DISCHARGING TAXES IN BANKRUPTCY AFTER REFORM

    • Knowing the rules of tax discharge in bankruptcy gives an attorney an advantage when negotiating with the IRS.
    • One of the criteria in the IRS employee manual when considering an OIC is “To Determine What The Effects Of Bankruptcy Would Be In Analyzing The Settlement Potential.”
    • Numerous OIC’s Have Settled solely on the Threat of Bankruptcy.


 

REQUIREMENTS TO DISCHARGE TAXES IN CHAPTER 7

TAX MUST BE OVER 3 YEARS OLD FROM WHEN THE RETURN FIRST CAME DUE.

TRAP: Make sure the client did not file a REQUEST FOR EXTENSION.

TWO YEARS SINCE THE TAX RETURN WAS FILED.

TRAP: If the IRS filed a “substitute for Return” (SFR)

This does NOT constitute the filing of a return and te taxes will not be discharged.
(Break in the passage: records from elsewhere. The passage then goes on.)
PR #182, opened 2017-12-15
Mqtt transport modifications for the new AuthenticationProviders

pierreca:
Add support for AuthenticationProviders in the MQTT transport.

### DIFF
--- a/device/transport/mqtt/src/mqtt.ts
+++ b/device/transport/mqtt/src/mqtt.ts
@@ -6,14 +6,15 @@ import * as querystring from 'querystring';
 import * as URL from 'url';
 import * as machina from 'machina';
 
-import { results, errors, Message, X509 } from 'azure-iot-common';
-import { DeviceMethodResponse, Client } from 'azure-iot-device';
+import { results, errors, Message, X509, AuthenticationProvider, TransportConfig } from 'azure-iot-common';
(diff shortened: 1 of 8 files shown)


device/transport/mqtt/src/mqtt.ts
```diff
@@ -6,14 +6,15 @@ import * as querystring from 'querystring';
...
-import { DeviceMethodResponse, Client } from 'azure-iot-device';
+import { results, errors, Message, X509, AuthenticationProvider, TransportConfig } from 'azure-iot-common';
+import { DeviceMethodResponse, Client, X509AuthenticationProvider, SharedAccessSignatureAuthenticationProvider } from 'azure-iot-device';
 import { EventEmitter } from 'events';
 import * as util from 'util';
 import * as dbg from 'debug';
 const debug = dbg('azure-iot-device-mqtt:Mqtt');
 import { MqttBase, translateError } from 'azure-iot-mqtt-base';
 import { MqttTwinReceiver } from './mqtt_twin_receiver';
+import { AuthenticationType } from '../../../../common/core/lib/authentication_provider';
```
BertKleewein: >AuthenticationType [](start = 9, length = 18)

ouch!  please tell me that this doesn't generate a js require() call with this path.  we should fix this later.  (or now if it suits you).

pierreca: good catch. fixed.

240 DAYS SINCE THE TAX WAS ASSESSED.

When a return is filed, the IRS assesses the tax within a short time. (could be days or months)

TOLLING PERIODS

  • IF THE IRS WAS PREVENTED FROM COLLECTION BY A REQUEST FOR A HEARING OR APPEAL, THEN THE TIME PERIODS ARE EXTENDED BY THAT TIME, PLUS 90 DAYS.
  • IF AN OIC WAS FILED, THE TIME OF THE OIC, PLUS 30 DAYS.
  • ANY PERIOD OF A BANKRUPTCY STAY, PLUS 90 DAYS.